* _Problem_: Only an exact copy of the entries will serve as the answer.

(Collected data)

PR #8582, opened 2023-08-11
NAS-123151 / 24.04 / HA: Alert is duplicated

AlexKarpov98:
Testing:
Check that alerts are working and new one comes on the list.

Screenshot 2023-08-11 at 13 28 47

The end solution came up after talking to V. Vinogradenko.

### DIFF
--- a/src/app/modules/alerts/store/alert.effects.ts
+++ b/src/app/modules/alerts/store/alert.effects.ts
@@ -29,7 +29,7 @@ import { alertIndicatorPressed } from 'app/store/topbar/topbar.actions';
 @Injectable()
 export class AlertEffects {
   loadAlerts$ = createEffect(() => this.actions$.pipe(
-    ofType(adminUiInitialized, alertIndicatorPressed),
+    ofType(adminUiInitialized, alertIndicatorPressed, alertReceivedWhenPanelIsOpen),
     switchMap(() => {
       return this.ws.call('alert.list').pipe(
         map((alerts) => alertsLoaded({ alerts })),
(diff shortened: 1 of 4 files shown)


src/app/modules/alerts/store/alert.effects.ts
```diff
@@ -4,27 +4,27 @@ import { Store } from '@ngrx/store';
...
 import { AlertSlice, selectDismissedAlerts, selectUnreadAlerts } from 'app/modules/alerts/store/alert.selectors';
 import { WebSocketService } from 'app/services/ws.service';
 import { adminUiInitialized } from 'app/store/admin-panel/admin.actions';
+import { alertIndicatorPressed } from 'app/store/topbar/topbar.actions';
 
 @Injectable()
 export class AlertEffects {
   loadAlerts$ = createEffect(() => this.actions$.pipe(
-    ofType(adminUiInitialized),
+    ofType(adminUiInitialized, alertIndicatorPressed, alertReceived),
```
undsoft, line 27: This is different from loading alerts when alerts panel open. This will query `alert.list` every time there is a new alert or an update to an existing one.
If we want to still do this, I feel like the larger refactoring is needed, e.g. it may be necessary to trigger this update behaviour only when panel is open.

AlexKarpov98: @undsoft 
I agree, but on the other hand - we want to know a `fresh counter` and for this we always need to grab a list of alerts I assume.
Screenshot 2023-08-11 at 14 22 51

AlexKarpov98: or we may handle counter with subscription and events we receive somehow.
And only fetch fresh alerts if the `Alerts panel` is opened and new event received.

AlexKarpov98:
@undsoft - give it a try now.

src/app/modules/alerts/store/alert.effects.ts
```diff
@@ -41,34 +44,26 @@ export class AlertEffects {
...
         switchMap((event) => {
-          switch (event.msg) {
-            case IncomingApiMessageType.Added:
-              return of(alertAdded({ alert: event.fields }));
-            case IncomingApiMessageType.Changed:
-              return of(alertChanged({ alert: event.fields }));
-            default:
-              return EMPTY;
+          if ([IncomingApiMessageType.Added, IncomingApiMessageType.Changed].includes(event.msg) && isAlertsPanelOpen) {
+            return of(alertReceivedWhenPanelIsOpen());
```
undsoft, line 52: `alertReceivedWhenPanelIsOpen` doesn't seem to go anywhere?

undsoft (changes requested):
1. We are not loading alerts via `alert.list` when panel is open like discussed?
2. If I open two tabs and dismiss/reopen alerts in second tab, indicator won't update in first tab.

AlexKarpov98:
@undsoft 

> 1. We are not loading alerts via `alert.list` when panel is open like discussed?
> 2. If I open two tabs and dismiss/reopen alerts in second tab, indicator won't update in first tab.

Now it's working as expected

undsoft (approved):
Looks good, thanks.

* _Answer_:
PR #8582, opened 2023-08-11
NAS-123151 / 24.04 / HA: Alert is duplicated

AlexKarpov98:
Testing:
Check that alerts are working and new one comes on the list.

Screenshot 2023-08-11 at 13 28 47

The end solution came up after talking to V. Vinogradenko.

### DIFF
--- a/src/app/modules/alerts/store/alert.effects.ts
+++ b/src/app/modules/alerts/store/alert.effects.ts
@@ -29,7 +29,7 @@ import { alertIndicatorPressed } from 'app/store/topbar/topbar.actions';
 @Injectable()
 export class AlertEffects {
   loadAlerts$ = createEffect(() => this.actions$.pipe(
-    ofType(adminUiInitialized, alertIndicatorPressed),
+    ofType(adminUiInitialized, alertIndicatorPressed, alertReceivedWhenPanelIsOpen),
     switchMap(() => {
       return this.ws.call('alert.list').pipe(
         map((alerts) => alertsLoaded({ alerts })),
(diff shortened: 1 of 4 files shown)


src/app/modules/alerts/store/alert.effects.ts
```diff
@@ -4,27 +4,27 @@ import { Store } from '@ngrx/store';
...
 import { AlertSlice, selectDismissedAlerts, selectUnreadAlerts } from 'app/modules/alerts/store/alert.selectors';
 import { WebSocketService } from 'app/services/ws.service';
 import { adminUiInitialized } from 'app/store/admin-panel/admin.actions';
+import { alertIndicatorPressed } from 'app/store/topbar/topbar.actions';
 
 @Injectable()
 export class AlertEffects {
   loadAlerts$ = createEffect(() => this.actions$.pipe(
-    ofType(adminUiInitialized),
+    ofType(adminUiInitialized, alertIndicatorPressed, alertReceived),
```
undsoft, line 27: This is different from loading alerts when alerts panel open. This will query `alert.list` every time there is a new alert or an update to an existing one.
If we want to still do this, I feel like the larger refactoring is needed, e.g. it may be necessary to trigger this update behaviour only when panel is open.

AlexKarpov98: @undsoft 
I agree, but on the other hand - we want to know a `fresh counter` and for this we always need to grab a list of alerts I assume.
Screenshot 2023-08-11 at 14 22 51

AlexKarpov98: or we may handle counter with subscription and events we receive somehow.
And only fetch fresh alerts if the `Alerts panel` is opened and new event received.

AlexKarpov98:
@undsoft - give it a try now.

src/app/modules/alerts/store/alert.effects.ts
```diff
@@ -41,34 +44,26 @@ export class AlertEffects {
...
         switchMap((event) => {
-          switch (event.msg) {
-            case IncomingApiMessageType.Added:
-              return of(alertAdded({ alert: event.fields }));
-            case IncomingApiMessageType.Changed:
-              return of(alertChanged({ alert: event.fields }));
-            default:
-              return EMPTY;
+          if ([IncomingApiMessageType.Added, IncomingApiMessageType.Changed].includes(event.msg) && isAlertsPanelOpen) {
+            return of(alertReceivedWhenPanelIsOpen());
```
undsoft, line 52: `alertReceivedWhenPanelIsOpen` doesn't seem to go anywhere?

undsoft (changes requested):
1. We are not loading alerts via `alert.list` when panel is open like discussed?
2. If I open two tabs and dismiss/reopen alerts in second tab, indicator won't update in first tab.

AlexKarpov98:
@undsoft 

> 1. We are not loading alerts via `alert.list` when panel is open like discussed?
> 2. If I open two tabs and dismiss/reopen alerts in second tab, indicator won't update in first tab.

Now it's working as expected

undsoft (approved):
Looks good, thanks.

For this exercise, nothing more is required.